Fr. John Damian (middle) leads other Catholic faithful to pray for Nigeria and peaceful conduct of 2019 elections.

The long awaited presidential election is over. It is like a dream! Since Nigeria gained independence, no election has received the kind of international attention and prayers this election has received. The media described it as the most controversial election. There were tensions here and there. Some people even lost their lives. The peak of it all was the unexpected postponement that took place few hours before the election. As God would have it, Nigerians were able to manage the tension and disappointment. There was no war! The prayers of the children of God were not in vain. God was fully in control!
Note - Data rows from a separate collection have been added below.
PR #6226, opened 2017-12-14
Experiment: don't consider prefix for implicit scope

adriaanm:
Experiment for https://github.com/scala/scala-dev/issues/446

Let's run a community build and benchmarks (Seth and Jason, please start those jobs)

### DIFF
--- a/src/compiler/scala/tools/nsc/backend/jvm/BCodeIdiomatic.scala
+++ b/src/compiler/scala/tools/nsc/backend/jvm/BCodeIdiomatic.scala
@@ -28,6 +28,8 @@ abstract class BCodeIdiomatic {
   import bTypes._
   import coreBTypes._
   import genBCode.postProcessor.callGraph.callsitePositions
+  import BackendReporting.RightBiasedEither
+
 
   lazy val JavaStringBuilderClassName = jlStringBuilderRef.internalName
 
--- a/src/compiler/scala/tools/nsc/backend/jvm/BTypesFromClassfile.scala
+++ b/src/compiler/scala/tools/nsc/backend/jvm/BTypesFromClassfile.scala
@@ -15,6 +15,8 @@ abstract class BTypesFromClassfile {
   import bTypes._
   import coreBTypes._
   import frontendAccess.compilerSettings
+  import BackendReporting.RightBiasedEither
+
 
   /**
    * Obtain the BType for a type descriptor or internal name. For class descriptors, the ClassBType
--- a/src/compiler/scala/tools/nsc/backend/jvm/BTypesFromSymbols.scala
+++ b/src/compiler/scala/tools/nsc/backend/jvm/BTypesFromSymbols.scala
@@ -24,6 +24,7 @@ abstract class BTypesFromSymbols[G <: Global](val global: G) extends BTypes {
   import genBCode._
   import codeGen.CodeGenImpl._
   import postProcessor.{bTypesFromClassfile, byteCodeRepository}
+  import BackendReporting.RightBiasedEither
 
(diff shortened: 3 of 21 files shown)


retronym:
This doesn't bootstrap.

```
[error] /home/jenkins/workspace/bootstrap-benchmark/src/reflect/scala/reflect/internal/Definitions.scala:836: type mismatch;
[error]  found   : scala.reflect.internal.settings.MutableSettings#BooleanSetting
[error]  required: Boolean
[error]     private[this] val doSam = settings.isScala212 || (settings.isScala211 && settings.Xexperimental)
```
(etc)

This is an interesting case.

```scala
abstract class MutableSettings extends AbsSettings {

  type Setting <: SettingValue
  type BooleanSetting <: Setting { type T = Boolean }
  type IntSetting <: Setting { type T = Int }
  type MultiStringSetting <: Setting { type T = List[String] }
...
}

object MutableSettings {
  import scala.language.implicitConversions
  /** Support the common use case, `if (settings.debug) println("Hello, martin.")` */
  @inline implicit def reflectSettingToBoolean(s: MutableSettings#BooleanSetting): Boolean = s.value
}

```

`BooleanSetting` can't have a companion module (as it isn't a class, it is an abstract type.)

I can run the performance tests if we modify this PR to predicate the change in behaviour on a `-Y` options.

adriaanm:
Thanks. I had to run. Will see about a better fix tomorrow

som-snytt:
I think there's an issue, probably closed, about this intersection of type aliases and conversions. The boolean setting conversion was one of my first contributions. Sorry it's taking your time years later.

adriaanm:
It's a great test case! I think the problem lies with this code:
https://github.com/scala/scala/blob/78d3de8e46811a79c324f853743a777bcf4cea67/src/compiler/scala/tools/nsc/typechecker/Implicits.scala#L1067-L1074

It doesn't consider companion object implicits unless the prefix is stable, which it isn't in this case

adriaanm:
The prefix does have to be stable (or static), because we need to use it to select the implicit member...

adriaanm:
Repro:

```scala
abstract class MutableSettings {
  object Setting {
    import scala.language.implicitConversions
    /** Support the common use case, `if (settings.debug) println("Hello, martin.")` */
    @inline implicit def reflectSettingToBoolean(s: BooleanSetting): Boolean = s.value
  }

  class Setting[T](val value: T)

  class BooleanSetting extends Setting[Boolean]
}


object Test {
  object settings extends MutableSettings

  import settings._
  val debug: MutableSettings#BooleanSetting = new BooleanSetting
  if (debug) println("woele")
}

```

adriaanm:
Now more boo-strappy

SethTisue:
@adriaanm if you rebase it, I can do the community build run

adriaanm:
Rebased

SethTisue:
I'll do the community build run after we :shipit: 2.12.6

SethTisue:
in progress: https://scala-ci.typesafe.com/view/scala-2.12.x/job/scala-2.12.x-integrate-community-build/2781/consoleFull

SethTisue:
```
[info] >>> The dbuild result is----------------: FAILED (failed: akka-actor, scalaz, scalameta-2, scalameta-1, scallop)
```

note that having scalaz fail knocks out a lot of the build, primarily because of specs2's scalaz dependency. (as an aside, it would be nice to push the specs2 3.9->4.0 upgrade through the 2.12 build, since 4.0 drops the scalaz dependency. the 2.13 build is already on 4.0.)

SethTisue:
> (as an aside, it would be nice to push the specs2 3.9->4.0 upgrade through the 2.12 build

(as an aside to an aside, this happened)

PR #6231, opened 2017-12-17
Extra caution in namer treating parents

som-snytt:
Parents have not been validated yet, so only use `addChild`
when `isClass`.

Fixes scala/bug#10661


retronym (approved):

retronym:
Thanks!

After my birthday celebration on February 3, 2019, the Lord God gave me an assignment to pray for a peaceful and credible election. Twelve of my members joined me in a daily midnight prayer. As the prayer was going on, I was curious to know who would emerge as the President of Nigeria. I must confess that humanly speaking, the name I was given was not what I was expecting. But God has the final say! When God says yes, who are we to say no?

Our God is a God of a second chance. He told me that He does not take glory in the death of a wicked man, but if He gives the wicked man a second chance and He fails to repent, the wicked man will die while his position will be taken over by another man (probably his second). He will then use his second to achieve his goal, which is the liberation and restoration of Nigeria.


The problem we are facing in Nigeria is not only limited to leadership. A tree cannot make a forest! The major problem we are facing in Nigeria is mainly the sycophants (the cabals) that surround our leaders. No matter how good a leader may be, the people that surround him matter a lot. As St. Paul rightly wrote in 1 Corinthians 15:33, “Bad company ruins good morals.” If you want to succeed as a leader, then you must watch out and avoid bad friends. Just as the President said during his inaugural speech, “I Belong To Everybody And I Belong To Nobody.” This sounds so objective! But what actually went wrong?

A good leader must carry everybody along. He must not be tribalistic. He should not use his political power to impose his religion on others. Last Friday, the eve of the election, the president declares through Femi Adesina, the presidential spokesman that “Constitution guarantees freedom of worship for every Nigerian. It is this guarantee that enables all Nigerians to practise their faiths or religions without hindrance.” According to him, the President affirmed his commitment to freedom of religion and worship for all Nigerians, and that under no circumstance will any religion or faith be imposed on any Nigerian. It is dangerous, deceptive and ungodly to play politics with religion.” Exactly! It is not only ungodly to play politics with religion, it also the most inhuman and barbaric behaviour anyone can exhibit.

How I wish the President would apply this principle, there will be no room for ill-feeling. The Christians will no longer be feeling cheated and persecuted. This will go a long way in correcting most of the errors in appointments, which people are beginning to see as one sided. In a country that is made of Christians and Muslims, everybody has to be carried along, irrespective of their religion, tribe and cultural background. The so-called cattle colony should not be turned into Islamic colony. Whatever compensation is given to herdsmen should equally be given to farmers, especially now that the government is encouraging people to go into agriculture. Long live the Federal Republic of Nigeria!